At one point last year, the thief posed as a volunteer and used that access to steal toy orders. It was “pretty heartbreaking” when the Empty Stocking Fund staff realized this part of the thief’s scheme, Hunt said.
“We thought he was distributing them to families, but he was just taking them himself,” Hunt said. “That was the hard part for all of us, because I feel like I probably looked at him and thanked him for coming and helping us do this.”
Last year’s thefts were just the beginning of the trouble. And as time has passed, the frequency of the crimes has grown worse. The nonprofit’s staff and management feel like they’ve been in a cat-and-mouse game with a thief who seems to have become more bold this year.
The nonprofit has added additional video surveillance cameras. But the thief has found other ways in. In one break-in, he climbed to the warehouse’s roof during a construction project.
”He came through the roof where there used to be a skylight,” Hunt said
A troubling element to Hunt is that not all of the break-ins happened at night.

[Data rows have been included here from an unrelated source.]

PR #2597, opened 2021-08-18
Removing nginx, should only be pod policy

dockerymick:
https://github.com/open-cluster-management/backlog/issues/13684


swopebe (approved):
couple quick changes.

dockerymick:
Thanks for the review Brandi! @swopebe

PR #2644, opened 2021-09-02
Updating OCS to RH OpenShift Data Foundation

dockerymick:
https://github.com/open-cluster-management/backlog/issues/15313


dockerymick:
Thanks for the review @clyang82 !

On one weekend in November, the non-profit’s surveillance system caught the same man breaking into the warehouse five different times, over three days. That Sunday, Nov. 6, Atlanta police received an alarm call from the warehousewhere a window to the garage door had been smashed. Video footage caught images of the man inside, Hunt said. By the time police arrived, the burglar was gone, according to police records.

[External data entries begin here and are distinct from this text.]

PR #2658, opened 2021-09-09
Add Placement info in policy overview

dockerymick:
https://github.com/open-cluster-management/backlog/issues/15131

### DIFF
--- a/governance/policy_example.adoc
+++ b/governance/policy_example.adoc
@@ -8,11 +8,11 @@ For more information about CRDs, see https://kubernetes.io/docs/tasks/access-kub
 Each {product-title} policy can have at least one or more templates.
 For more details about the policy elements, view the following _Policy YAML table_ section on this page.
 
-The policy requires a _PlacementRule_ that defines the clusters that the policy document is applied to, and a _PlacementBinding_ that binds the {product-title} policy to the placement rule. For more on how to define a `PlacementRule`, see link:../applications/app_model.adoc#placement-rules[Placement rules] in the Application lifecycle documentation.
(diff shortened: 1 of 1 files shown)


governance/policy_example.adoc
```diff
@@ -53,30 +52,29 @@ spec:
   disabled:
 
 ---
-apiVersion: apps.open-cluster-management.io/v1
+apiVersion: policy.open-cluster-management.io/v1
```
gparvin: I don't think we should edit the existing yaml.  The `Placement` support is a new, additional way to use the policy so I was thinking we would have a new section that includes the sample in the issue.

For example, if you undo the yaml edits you currently have here, and then create a new section at the bottom of this file:

### Placement Sample

The sample `PlacementBinding` and `Placement` below could be combined with the policy above to deploy the policy using the Cluster `Placement` API instead of the `PlacementRule` API.

```
---
apiVersion: policy.open-cluster-management.io/v1
kind: PlacementBinding
metadata:
  name: binding-policy-role
placementRef:
  name: placement-policy-role
  kind: Placement
  apiGroup: cluster.open-cluster-management.io
subjects:
- name: policy-role
  kind: Policy
  apiGroup: policy.open-cluster-management.io
---
apiVersion: cluster.open-cluster-management.io/v1alpha1
kind: Placement
metadata:
  name: placement-policy-role
spec:
  predicates:
  - requiredClusterSelector:
      labelSelector:
        matchExpressions:
          - {key: environment, operator: In, values: ["dev"]}
```

gparvin (commented):
See comment about making the sample an extra sample -- not a change to the existing sample.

“We have lots of video of him just wheeling carts of stuff out of the warehouse,” she said.
At one point that weekend, the suspect came in through the 8x20-inch windows of the loading dock door, Hunt said. The nonprofit secured the door by putting pallets against it, but the person pushed his way through, she said. Now, metal sheets cover those windows, which darkens the warehouse.
The persistent break-ins have made those at the nonprofit feel frustrated and helpless, at times.
“We have secured every known entrance,” Hunt said. “We have an alarm system. We have cameras. Every time the alarm system was triggered, the police were called. But by the time they got here, he was out of the space or they saw no activity.”
The thefts have been costly to the Empty Stocking Fund in ways that go beyond the price of replacing stolen toys. The costs of the break-ins have started to add up. The nonprofit has had to repair damage to the building and has used some of its donated funds to pay for a security officer to monitor the warehouse at night. The thief has stolen at least two shopping carts, which cost about $300 each. It all means less money to buy toys for children.
The saga has made the nonprofit’s leadership wonder if it will have to explore other locations if the thievery continues. For now, they’ve moved parts of their Christmas holiday distribution work to a different location.
”All in this year alone, we’re probably at $10,000 lost,” she said. “And those are kids we could’ve served.”